Look for the word "hosts" in the entries and copy each line where it appears.

++++++++

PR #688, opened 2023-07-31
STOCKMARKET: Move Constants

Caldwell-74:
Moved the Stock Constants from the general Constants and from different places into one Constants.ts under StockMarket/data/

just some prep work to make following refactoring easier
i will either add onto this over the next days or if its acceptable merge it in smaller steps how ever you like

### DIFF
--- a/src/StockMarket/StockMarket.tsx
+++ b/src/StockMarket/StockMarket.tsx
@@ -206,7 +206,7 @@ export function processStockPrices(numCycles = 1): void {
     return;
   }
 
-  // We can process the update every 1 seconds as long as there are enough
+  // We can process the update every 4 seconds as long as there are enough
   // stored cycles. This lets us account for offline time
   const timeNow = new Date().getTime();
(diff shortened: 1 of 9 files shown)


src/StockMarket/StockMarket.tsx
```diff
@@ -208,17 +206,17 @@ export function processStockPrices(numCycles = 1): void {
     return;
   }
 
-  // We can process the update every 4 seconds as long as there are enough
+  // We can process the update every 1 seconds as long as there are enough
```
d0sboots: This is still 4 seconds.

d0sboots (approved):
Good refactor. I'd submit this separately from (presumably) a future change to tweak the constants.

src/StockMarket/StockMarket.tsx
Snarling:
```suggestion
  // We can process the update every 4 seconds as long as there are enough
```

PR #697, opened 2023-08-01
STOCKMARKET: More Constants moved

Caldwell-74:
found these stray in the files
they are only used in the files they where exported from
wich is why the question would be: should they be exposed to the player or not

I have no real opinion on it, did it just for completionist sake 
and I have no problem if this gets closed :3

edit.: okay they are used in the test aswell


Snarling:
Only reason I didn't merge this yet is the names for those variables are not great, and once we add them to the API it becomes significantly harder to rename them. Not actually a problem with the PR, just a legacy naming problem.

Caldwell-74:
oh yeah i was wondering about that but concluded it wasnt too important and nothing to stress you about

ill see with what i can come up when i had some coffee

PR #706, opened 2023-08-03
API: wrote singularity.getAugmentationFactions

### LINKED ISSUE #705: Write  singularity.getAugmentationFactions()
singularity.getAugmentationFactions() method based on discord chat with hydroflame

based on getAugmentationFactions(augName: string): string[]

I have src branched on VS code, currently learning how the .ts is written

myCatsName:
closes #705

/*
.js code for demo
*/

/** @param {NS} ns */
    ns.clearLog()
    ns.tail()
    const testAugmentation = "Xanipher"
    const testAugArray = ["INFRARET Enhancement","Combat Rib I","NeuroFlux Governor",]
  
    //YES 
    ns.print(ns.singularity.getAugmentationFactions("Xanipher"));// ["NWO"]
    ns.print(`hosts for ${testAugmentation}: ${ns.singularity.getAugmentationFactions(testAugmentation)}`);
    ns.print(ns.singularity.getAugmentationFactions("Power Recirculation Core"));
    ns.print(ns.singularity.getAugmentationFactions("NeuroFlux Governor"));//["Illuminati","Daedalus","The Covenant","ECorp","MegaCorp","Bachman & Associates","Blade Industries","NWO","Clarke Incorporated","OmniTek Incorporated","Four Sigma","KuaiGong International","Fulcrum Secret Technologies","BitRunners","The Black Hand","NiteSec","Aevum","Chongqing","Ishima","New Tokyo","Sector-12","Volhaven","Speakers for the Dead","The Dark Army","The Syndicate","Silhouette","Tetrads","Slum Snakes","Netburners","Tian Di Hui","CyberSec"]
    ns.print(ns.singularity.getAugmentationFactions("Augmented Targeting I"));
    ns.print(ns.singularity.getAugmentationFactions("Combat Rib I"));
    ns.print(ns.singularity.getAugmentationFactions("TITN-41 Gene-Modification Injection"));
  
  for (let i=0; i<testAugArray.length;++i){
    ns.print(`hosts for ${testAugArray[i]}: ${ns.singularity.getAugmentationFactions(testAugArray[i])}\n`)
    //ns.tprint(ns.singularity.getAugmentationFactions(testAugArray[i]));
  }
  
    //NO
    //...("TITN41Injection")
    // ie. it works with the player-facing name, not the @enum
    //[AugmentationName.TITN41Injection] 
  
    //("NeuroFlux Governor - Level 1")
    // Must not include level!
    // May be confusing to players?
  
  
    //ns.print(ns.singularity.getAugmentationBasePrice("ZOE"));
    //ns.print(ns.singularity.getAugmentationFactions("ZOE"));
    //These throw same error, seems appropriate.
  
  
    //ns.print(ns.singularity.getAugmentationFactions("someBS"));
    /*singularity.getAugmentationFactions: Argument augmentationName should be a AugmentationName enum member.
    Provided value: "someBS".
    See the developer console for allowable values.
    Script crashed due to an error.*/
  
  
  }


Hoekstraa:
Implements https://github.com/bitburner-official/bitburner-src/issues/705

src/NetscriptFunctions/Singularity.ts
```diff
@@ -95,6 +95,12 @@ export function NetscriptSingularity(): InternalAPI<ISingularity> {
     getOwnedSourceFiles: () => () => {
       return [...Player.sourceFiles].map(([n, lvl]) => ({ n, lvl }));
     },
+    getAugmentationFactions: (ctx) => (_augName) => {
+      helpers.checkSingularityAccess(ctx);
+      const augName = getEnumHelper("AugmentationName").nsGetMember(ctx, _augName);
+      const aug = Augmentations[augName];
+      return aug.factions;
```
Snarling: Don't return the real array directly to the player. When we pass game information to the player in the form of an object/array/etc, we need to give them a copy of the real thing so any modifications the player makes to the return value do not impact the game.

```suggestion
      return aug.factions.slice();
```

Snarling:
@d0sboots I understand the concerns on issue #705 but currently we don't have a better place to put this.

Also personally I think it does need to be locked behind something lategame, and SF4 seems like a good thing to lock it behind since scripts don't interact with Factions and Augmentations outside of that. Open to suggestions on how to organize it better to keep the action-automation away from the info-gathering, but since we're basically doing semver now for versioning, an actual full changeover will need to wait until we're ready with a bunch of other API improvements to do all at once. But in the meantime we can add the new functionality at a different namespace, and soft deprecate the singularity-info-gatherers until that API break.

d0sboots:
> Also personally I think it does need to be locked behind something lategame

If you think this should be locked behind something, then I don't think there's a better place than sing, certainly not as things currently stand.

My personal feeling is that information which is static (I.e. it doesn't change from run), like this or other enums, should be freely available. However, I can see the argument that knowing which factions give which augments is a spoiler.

++++++++

Answer below
    ns.print(`hosts for ${testAugmentation}: ${ns.singularity.getAugmentationFactions(testAugmentation)}`);
    ns.print(`hosts for ${testAugArray[i]}: ${ns.singularity.getAugmentationFactions(testAugArray[i])}\n`)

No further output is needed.